» **PROBLEM**: Every line of the entries that holds the word "async" is to be copied.
-- TASK INPUTS follows --
PR #1572, opened 2020-01-21
Proper fix for race condition in expanding nodes

abist:
I realized that https://github.com/microsoft/vscode-mssql/pull/1568 was not a correct fix for this bug - https://github.com/microsoft/vscode-mssql/issues/1555.

This is a proper fix. The fix above was incorrect because it only looked for parents in the server nodes. I didn't realize I didn't `await` any of those scripting operations and hence was getting a race condition.

### DIFF
--- a/src/controllers/mainController.ts
+++ b/src/controllers/mainController.ts
@@ -223,32 +223,32 @@ export default class MainController implements vscode.Disposable {
                 this._context.subscriptions.push(
                     vscode.commands.registerCommand(
                     Constants.cmdScriptSelect, async (node: TreeNodeInfo) => {
-                        this.scriptNode(node, ScriptOperation.Select, true);
+                        await this.scriptNode(node, ScriptOperation.Select, true);
                     }));
 
                 // Script as Create
                 this._context.subscriptions.push(
                     vscode.commands.registerCommand(
                     Constants.cmdScriptCreate, async (node: TreeNodeInfo) =>
-                    this.scriptNode(node, ScriptOperation.Create)));
+                    await this.scriptNode(node, ScriptOperation.Create)));
 
                 // Script as Drop
                 this._context.subscriptions.push(
                     vscode.commands.registerCommand(
                     Constants.cmdScriptDelete, async (node: TreeNodeInfo) =>
-                    this.scriptNode(node, ScriptOperation.Delete)));
+                    await this.scriptNode(node, ScriptOperation.Delete)));
 
                 // Script as Execute
                 this._context.subscriptions.push(
                     vscode.commands.registerCommand(
                     Constants.cmdScriptExecute, async (node: TreeNodeInfo) =>
-                    this.scriptNode(node, ScriptOperation.Execute)));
-- TASK INPUTS concluded --
» **TASK RESULT**:
                     Constants.cmdScriptSelect, async (node: TreeNodeInfo) => {
                     Constants.cmdScriptCreate, async (node: TreeNodeInfo) =>
                     Constants.cmdScriptDelete, async (node: TreeNodeInfo) =>
                     Constants.cmdScriptExecute, async (node: TreeNodeInfo) =>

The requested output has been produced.